Provided information.
PR #1180, opened 2021-03-11
Add pprof instrumentation for optional cpu and memory profiling

thetechnick:
Adding pprof for optional cpu and memory profiling to debug memory spikes and inform us about needed requests/limits for our operator.

This PR starts a new HTTP server if `HCO_PPROF_ADDR` env var is set. From this server memory allocation, cpu profiles and heap information can be downloaded while the operator is deployed on a cluster [1].

Basic commands to do something
```shell
# port forward to the operator pod (blocking)
$ kubectl port-forward pod/<hco-pod-name-goes-here> 8065:<port from HCO_PPROF_ADDR>

# download and inspect cpu profile
$ go tool pprof http://localhost:8065

# get and inspect memory allocation profile
$ curl -sK -v http://localhost:8065/debug/pprof/allocs > allocs.out
$ go tool pprof allocs.out

# get and inspect heap profile
$ curl -sK -v http://localhost:8065/debug/pprof/heap > heap.out
$ go tool pprof heap.out
```

use `web` in the pprof console to start a new browser tab with a svg diagram.

Ref:
[1] https://golang.org/pkg/net/http/pprof/
https://blog.golang.org/pprof
https://www.freecodecamp.org/news/how-i-investigated-memory-leaks-in-go-using-pprof-on-a-large-codebase-4bec4325e192/

Signed-off-by: Nico Schieder <nschieder@redhat.com>

**Release note**:

```release-note
NONE
```

### DIFF
--- a/cmd/cmdcommon/cmdcommon.go
+++ b/cmd/cmdcommon/cmdcommon.go
@@ -1,8 +1,11 @@
 package cmdcommon
 
 import (
+	"context"
 	"flag"
 	"fmt"
+	"net/http"
+	"net/http/pprof"
 	"os"
 	"runtime"
 
@@ -44,6 +47,48 @@ func (h HcCmdHelper) InitiateCommand() {
 	h.printVersion()
 
 	h.checkNameSpace()
+}
+
+const pprofAddrEnvVar = "HCO_PPROF_ADDR"
+
+// Registers a pprof server for cpu and memory profiling the running operator.
+func (h HcCmdHelper) RegisterPPROFServer(mgr manager.Manager) error {
+	pprofAddr := os.Getenv(pprofAddrEnvVar)
+	if len(pprofAddr) == 0 {
+		return nil
+	}
+
+	h.Logger.Info("Registering pprof server.")
+
+	mux := http.NewServeMux()
+	mux.HandleFunc("/debug/pprof/", pprof.Index)
+	mux.HandleFunc("/debug/pprof/cmdline", pprof.Cmdline)
+	mux.HandleFunc("/debug/pprof/profile", pprof.Profile)
+	mux.HandleFunc("/debug/pprof/symbol", pprof.Symbol)
+	mux.HandleFunc("/debug/pprof/trace", pprof.Trace)
+
+	s := &http.Server{Addr: pprofAddr, Handler: mux}
+	return mgr.Add(manager.RunnableFunc(func(ctx context.Context) error {
+		errCh := make(chan error)
+		defer func() {
+			for range errCh {
+			} // drain errCh for GC
+		}()
+
+		go func() {
+			// start http Server
+			defer close(errCh)
+			errCh <- s.ListenAndServe()
+		}()
+
+		select {
+		case err := <-errCh:
+			return err
+		case <-ctx.Done():
+			s.Close()
+			return nil
+		}
+	}))
 }
 
 func (h HcCmdHelper) GetWatchNS() string {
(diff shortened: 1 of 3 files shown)


tiraboschi:
I set an hold label, just because I don't think we should merge it in production code but check the result on upstream dev environments/CI lanes

tiraboschi:
According to https://golang.org/doc/diagnostics#profiling profiling production services is considered safe and anyway we are going to expose pprof only if an environmental value is explicitly set and only an administrator can alter it.
I think we can keep this enabled also in production code.
Removing my hold label.

thetechnick:
Just leaving this here for future reference:
> Can I profile my production services?
> Yes. It is safe to profile programs in production, but enabling some profiles (e.g. the CPU profile) adds cost. You should expect to see performance downgrade. The performance penalty can be estimated by measuring the overhead of the profiler before turning it on in production.

https://golang.org/doc/diagnostics

As far as I could gather, only impact will be while profiling - e.g. calling the `/debug/pprof/profile` endpoint:
https://golang.org/src/net/http/pprof/pprof.go?s=3632:3684#L110

erkanerol:
I think we should add these into this PR:
 
1) A permanent doc about 
  - How to enable it? (kubectl patch deployment/subscription)
  - How to expose it? (port-forward or k8s service)
  - How to get the data? (curl etc.)
  - How to analyze it? (go tool pprof etc.)
2) A simple test which exposes this endpoint and sends some request to that endpoint

cmd/cmdcommon/cmdcommon.go
```diff
@@ -46,6 +49,48 @@ func (h HcCmdHelper) InitiateCommand() {
...
+	h.Logger.Info("Registering pprof server.")
+
+	mux := http.NewServeMux()
+	mux.HandleFunc("/debug/pprof/", pprof.Index)
+	mux.HandleFunc("/debug/pprof/cmdline", pprof.Cmdline)
+	mux.HandleFunc("/debug/pprof/profile", pprof.Profile)
+	mux.HandleFunc("/debug/pprof/symbol", pprof.Symbol)
+	mux.HandleFunc("/debug/pprof/trace", pprof.Trace)
+
+	s := &http.Server{Addr: pprofAddr, Handler: mux}
```
erkanerol, line 70: I would use the env variable as just a switch like "PPROF_ENABLE=true" since the address must be like `localhost:<port>` in the cluster and users may set it with wrong values with this format. Using a fixed port doesn't seem dangerous to me as well.

thetechnick: I don't think normal users would interact much if at all with this flag, so ease of use is not really a concern to me.

Hardcoded ports/addresses is a no go for me, as you can't start the operator locally if there is a port conflict.
Having to reconfigure half of your local stack, just because `:8080` is super popular is really annoying :D

Same with `localhost` in there, if you are in a pod, you probably want to bind to 0.0.0.0/:: while locally you prop want to include localhost.

orenc1:
looks like the okd cluster provided by openshift-ci is not stable enough.
`ci/prow/okd-hco-e2e-image-index-aws` is failing because 2 nodes in the cluster are not ready, and pods are stuck in pending state.
```
"message": "0/6 nodes are available: 1 node(s) didn't match Pod's node affinity, 2 node(s) had taint
{node.kubernetes.io/not-ready: }, that the pod didn't tolerate, 3 node(s) had taint 
{node-role.kubernetes.io/master: }, that the pod didn't tolerate.", 
```

orenc1:
openshift-ci okd lanes are not stable at the moment. overriding to unblock the merge.
/override ci/prow/okd-hco-e2e-image-index-aws
/override ci/prow/okd-hco-e2e-image-index-azure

Requirement.
Copy the records above exactly as they appear.

Exercise response.
PR #1180, opened 2021-03-11
Add pprof instrumentation for optional cpu and memory profiling

thetechnick:
Adding pprof for optional cpu and memory profiling to debug memory spikes and inform us about needed requests/limits for our operator.

This PR starts a new HTTP server if `HCO_PPROF_ADDR` env var is set. From this server memory allocation, cpu profiles and heap information can be downloaded while the operator is deployed on a cluster [1].

Basic commands to do something
```shell
# port forward to the operator pod (blocking)
$ kubectl port-forward pod/<hco-pod-name-goes-here> 8065:<port from HCO_PPROF_ADDR>

# download and inspect cpu profile
$ go tool pprof http://localhost:8065

# get and inspect memory allocation profile
$ curl -sK -v http://localhost:8065/debug/pprof/allocs > allocs.out
$ go tool pprof allocs.out

# get and inspect heap profile
$ curl -sK -v http://localhost:8065/debug/pprof/heap > heap.out
$ go tool pprof heap.out
```

use `web` in the pprof console to start a new browser tab with a svg diagram.

Ref:
[1] https://golang.org/pkg/net/http/pprof/
https://blog.golang.org/pprof
https://www.freecodecamp.org/news/how-i-investigated-memory-leaks-in-go-using-pprof-on-a-large-codebase-4bec4325e192/

Signed-off-by: Nico Schieder <nschieder@redhat.com>

**Release note**:

```release-note
NONE
```

### DIFF
--- a/cmd/cmdcommon/cmdcommon.go
+++ b/cmd/cmdcommon/cmdcommon.go
@@ -1,8 +1,11 @@
 package cmdcommon
 
 import (
+	"context"
 	"flag"
 	"fmt"
+	"net/http"
+	"net/http/pprof"
 	"os"
 	"runtime"
 
@@ -44,6 +47,48 @@ func (h HcCmdHelper) InitiateCommand() {
 	h.printVersion()
 
 	h.checkNameSpace()
+}
+
+const pprofAddrEnvVar = "HCO_PPROF_ADDR"
+
+// Registers a pprof server for cpu and memory profiling the running operator.
+func (h HcCmdHelper) RegisterPPROFServer(mgr manager.Manager) error {
+	pprofAddr := os.Getenv(pprofAddrEnvVar)
+	if len(pprofAddr) == 0 {
+		return nil
+	}
+
+	h.Logger.Info("Registering pprof server.")
+
+	mux := http.NewServeMux()
+	mux.HandleFunc("/debug/pprof/", pprof.Index)
+	mux.HandleFunc("/debug/pprof/cmdline", pprof.Cmdline)
+	mux.HandleFunc("/debug/pprof/profile", pprof.Profile)
+	mux.HandleFunc("/debug/pprof/symbol", pprof.Symbol)
+	mux.HandleFunc("/debug/pprof/trace", pprof.Trace)
+
+	s := &http.Server{Addr: pprofAddr, Handler: mux}
+	return mgr.Add(manager.RunnableFunc(func(ctx context.Context) error {
+		errCh := make(chan error)
+		defer func() {
+			for range errCh {
+			} // drain errCh for GC
+		}()
+
+		go func() {
+			// start http Server
+			defer close(errCh)
+			errCh <- s.ListenAndServe()
+		}()
+
+		select {
+		case err := <-errCh:
+			return err
+		case <-ctx.Done():
+			s.Close()
+			return nil
+		}
+	}))
 }
 
 func (h HcCmdHelper) GetWatchNS() string {
(diff shortened: 1 of 3 files shown)


tiraboschi:
I set an hold label, just because I don't think we should merge it in production code but check the result on upstream dev environments/CI lanes

tiraboschi:
According to https://golang.org/doc/diagnostics#profiling profiling production services is considered safe and anyway we are going to expose pprof only if an environmental value is explicitly set and only an administrator can alter it.
I think we can keep this enabled also in production code.
Removing my hold label.

thetechnick:
Just leaving this here for future reference:
> Can I profile my production services?
> Yes. It is safe to profile programs in production, but enabling some profiles (e.g. the CPU profile) adds cost. You should expect to see performance downgrade. The performance penalty can be estimated by measuring the overhead of the profiler before turning it on in production.

https://golang.org/doc/diagnostics

As far as I could gather, only impact will be while profiling - e.g. calling the `/debug/pprof/profile` endpoint:
https://golang.org/src/net/http/pprof/pprof.go?s=3632:3684#L110

erkanerol:
I think we should add these into this PR:
 
1) A permanent doc about 
  - How to enable it? (kubectl patch deployment/subscription)
  - How to expose it? (port-forward or k8s service)
  - How to get the data? (curl etc.)
  - How to analyze it? (go tool pprof etc.)
2) A simple test which exposes this endpoint and sends some request to that endpoint

cmd/cmdcommon/cmdcommon.go
```diff
@@ -46,6 +49,48 @@ func (h HcCmdHelper) InitiateCommand() {
...
+	h.Logger.Info("Registering pprof server.")
+
+	mux := http.NewServeMux()
+	mux.HandleFunc("/debug/pprof/", pprof.Index)
+	mux.HandleFunc("/debug/pprof/cmdline", pprof.Cmdline)
+	mux.HandleFunc("/debug/pprof/profile", pprof.Profile)
+	mux.HandleFunc("/debug/pprof/symbol", pprof.Symbol)
+	mux.HandleFunc("/debug/pprof/trace", pprof.Trace)
+
+	s := &http.Server{Addr: pprofAddr, Handler: mux}
```
erkanerol, line 70: I would use the env variable as just a switch like "PPROF_ENABLE=true" since the address must be like `localhost:<port>` in the cluster and users may set it with wrong values with this format. Using a fixed port doesn't seem dangerous to me as well.

thetechnick: I don't think normal users would interact much if at all with this flag, so ease of use is not really a concern to me.

Hardcoded ports/addresses is a no go for me, as you can't start the operator locally if there is a port conflict.
Having to reconfigure half of your local stack, just because `:8080` is super popular is really annoying :D

Same with `localhost` in there, if you are in a pod, you probably want to bind to 0.0.0.0/:: while locally you prop want to include localhost.

orenc1:
looks like the okd cluster provided by openshift-ci is not stable enough.
`ci/prow/okd-hco-e2e-image-index-aws` is failing because 2 nodes in the cluster are not ready, and pods are stuck in pending state.
```
"message": "0/6 nodes are available: 1 node(s) didn't match Pod's node affinity, 2 node(s) had taint
{node.kubernetes.io/not-ready: }, that the pod didn't tolerate, 3 node(s) had taint 
{node-role.kubernetes.io/master: }, that the pod didn't tolerate.", 
```

orenc1:
openshift-ci okd lanes are not stable at the moment. overriding to unblock the merge.
/override ci/prow/okd-hco-e2e-image-index-aws
/override ci/prow/okd-hco-e2e-image-index-azure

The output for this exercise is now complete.